Cleaning downloaded filenames of invalid characters

A friend is doing a project where he is downloading files from the internet using powershell. Well files in a Unix system can have lots of characters you cant use in a Window systems. So what kind of characters could that be? Backslashes \, slashes / and many more, in all a lot of characters. So lets try to do a list of all invalid characters, well I think we will miss some. Lets get Windows to tell us.


Powershell .NET function call to list invalid filename characters

So now we know what characters that’s invalid, but we need clean filenames in an easy way.

First lets just create a simple test string:

$badstring = '\asdv/ [space] dsa15:*dasdas/<>'

I have decided to use a simple regexp -replace. So lets join the array into a simple string:

$illegalchars = [string]::join('',([System.IO.Path]::GetInvalidFileNameChars()))

Now we have a string containing all invalid characters, so we can use it?

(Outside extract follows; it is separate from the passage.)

PR #587, opened 2025-04-08
SECURITY FIX: Use non-greedy regex

Fuzzbender:
Code scanning tools complain about this regex that it might cause performance issues on some content. 
Replace the regex with non-greedy one.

Not really yet. Due to the fact since I decided to do a regexp -replace, I need to consider that backslashes are an escape character. So we need to escape all backslashes with an extra backslash.

$illegalchars2 = [string]::join('',([System.IO.Path]::GetInvalidFileNameChars())) -replace '\\','\\'

Now we can try it out:

invalid removal script

So there we have it. A simple way to remove invalid filename characters from a string. So that you can create files without the risk of creating invalid filenames.